(Items listed in a dataset)
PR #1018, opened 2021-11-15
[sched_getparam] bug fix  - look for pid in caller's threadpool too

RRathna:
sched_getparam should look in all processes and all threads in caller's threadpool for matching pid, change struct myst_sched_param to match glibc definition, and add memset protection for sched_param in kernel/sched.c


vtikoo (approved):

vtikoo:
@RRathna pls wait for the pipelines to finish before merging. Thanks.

AIM OF THE TASK - Send back, unchanged, every line of the records from the one with "sched_getparam should look" through the last.

COMPLETED EXERCISE -
sched_getparam should look in all processes and all threads in caller's threadpool for matching pid, change struct myst_sched_param to match glibc definition, and add memset protection for sched_param in kernel/sched.c


vtikoo (approved):

vtikoo:
@RRathna pls wait for the pipelines to finish before merging. Thanks.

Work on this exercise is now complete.